Monday, September 29, 2008

Kentucky and Florida at play


The week of September 28 brought two groups, two guitars and a tamborine. How could it get any better?

Friday, September 26, 2008

By Your Side I Will Seek Other Seas

The Greenville, North Carolina and Sewickley,Pennsylvania teams finished their week out with one final singing of Hymn #377, the "Lakeshore" song. We sang it all week and it fit our work. The version we sang at camp was a little different due to translation from the original but has the same meaning. For many volunteers who come to the coast to help rebuild after a hurricane, their lives change. Their boat has been left on the shoreline and they follow Christ to "seek other seas."


Thursday, September 25, 2008

Our Musical Camp


Olive Tree is the only camp to have our own piano..
Our dining room is located in the former sanctuary of the Eastminster Presbyterian Church in New Orleans.
So we have the perfect area for devotions after breakfast and dinner.

This week we've been blessed with an accomplished musician, Allen Amos, a Junior High band director from North Carolina. Here's Allen in the kitchen:

We've also been gifted with two ladies who who "cooked" instead of "caulked."
Mary Helen Stasavich and Chris Riddle from First Presbyterian in Greenville, North Carolina cooked breakfast and dinner every day, most of it "from scratch."

Friday, September 5, 2008

Olive Tree in Great Shape After Gustav

Our camp came through Gustav without a scratch. The Shower Trailer folks at St Andrews called to check on it so I thought I'd update any of you planning a trip to our camp.

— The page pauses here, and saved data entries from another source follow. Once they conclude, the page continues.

PR #2278, opened 2025-09-12
Allow zero retries number

hotrush:
ATM it can be 1 or greater which is a bug because 0 number of retries definitely must be allowed

PR #2282, opened 2025-09-17
Fix: Allow zero retries in Client configuration

ruflin:
- Changed retries condition from `> 0` to `>= 0` to allow zero retries
- Fixed type casting issue by casting retries value to int when passing to setRetries()
- Added comprehensive tests for zero retries functionality
- Updated CHANGELOG.md to document the fix

Fixes #2278


ruflin:
This change is taken from https://github.com/ruflin/Elastica/pull/2278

We should be ready for us on schedule without much effort. Certainly there will be plenty of work for you. Right now the Olive Tree camp manager is helping clean up and rebuild some of the other camps that weren't as lucky. Our Houma camp took the brunt of Gustav. That camp's manager, Kevin Henry, also lost his home. The entire PDA staff is going to Houma tomorrow morning to see what we can do to bring this camp back. The Pearlington camp also lost a tent or two but not as serious as the Houma camp.

I have a video of the last night in New Orleans. It was really a very surreal experience. The night we evacuated the camp was also the third anniversary and the Project Homecoming people gave a big party for the homeowners to celebrate their rebuilding. So while I was packing up for Gustav and carrying boxes out the building, the Project Homecoming people were celebrating their victory over Katrina and bringing in helium balloons and food through the same door.